TEMPO.CO, Jakarta - Menteri Keuangan Sri Mulyani Indrawati memaparkan latar belakang dilakukannya sinergi antara pemerintah dengan para penegak hukum untuk menertibkan impor berisiko tinggi. Menurut dia, salah satu alasannya adalah banyaknya larangan terbatas (lartas).
"Banyak sekali kementerian dan lembaga yang ikut dalam menetapkan kebijakan, seperti lartas. Itu membuat Bea Cukai harus bisa melaksanakan berbagai macam kebijakan tersebut saat bertugas," kata Sri Mulyani di Kantor Pusat Direktorat Jenderal Bea dan Cukai, Jakarta, Rabu, 12 Juli 2017.
Simak: Beban Bunga SUN Turun, Ini Kata Sri Mulyani
Untuk mengatasi masalah tersebut, menurut Sri Mulyani, Menteri Koordinator Bidang Perekonomian Darmin Nasution akan berkoordinasi dengan kementerian dan lembaga untuk mengurangi lartas. "Dari saat ini 49 persen menjadi 17 persen dari seluruh klasifikasi barang yang masuk."
Selain terdapat banyak lartas, kata Sri Mulyani, terdapat pula sekitar 4,7 persen importir yang dikategorikan berisiko tinggi.
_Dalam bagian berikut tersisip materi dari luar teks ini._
PR #4254, opened 2023-06-07
Prevent cumulative layout shift when rich workspace is loading

mejo-:
### 📝 Summary

Instead of only increasing editor height with growing document length, let's stick to a fixed height (25vh) and use that one already while loading the document.
    
The editor height still increases when it gets focused.

* Fixes: #2834
* Fixes: #2803

#### 🖼️ Screencasts

🏚️ Before | 🏡 After
---|---
[recording1.webm](https://github.com/nextcloud/text/assets/3582805/0cdd5427-3bd0-42e3-af6b-e71c6939fc71) | [recording2.webm](https://github.com/nextcloud/text/assets/3582805/7f060f9a-a7f6-42d7-893f-24ca2459afba)

### 🚧 TODO

- [ ] Wait for feedback by @nextcloud/designers

### 🏁 Checklist

### DIFF
--- a/src/views/RichWorkspace.vue
+++ b/src/views/RichWorkspace.vue
@@ -259,11 +259,13 @@ export default {
 	}
 
 	#rich-workspace.focus {
+		min-height: 25vh;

Dari sisi reputasi, menurut dia, importir tersebut merusak tatanan ekonomi dengan menciptakan ketidakadilan dalam persaingan usaha.
Hal lain, Sri Mulyani berujar, kerap terlontar alasan bahwa importir nakal tak bisa ditertibkan karena melibatkan berbagai instansi. "Mereka mengatakan, 'Kami tidak mampu membersihkan sendiri kalau kami tidak didukung lembaga yang lain, seperti TNI, Polri, dan Kejaksaan," tuturnya.
Karena itu, agar penertiban optimal, seluruh stakeholder mesti bekerjasama. "Satgas saya anggap merupakan kesepakatan dari seluruh kepemimpinan lembaga-lembaga tersebut. Jadi, tidak membentuk lembaga baru. Tapi sinyal kepada aparat saya di dalam, anda tidak lagi bisa mencari alasan," kata Sri Mulyani.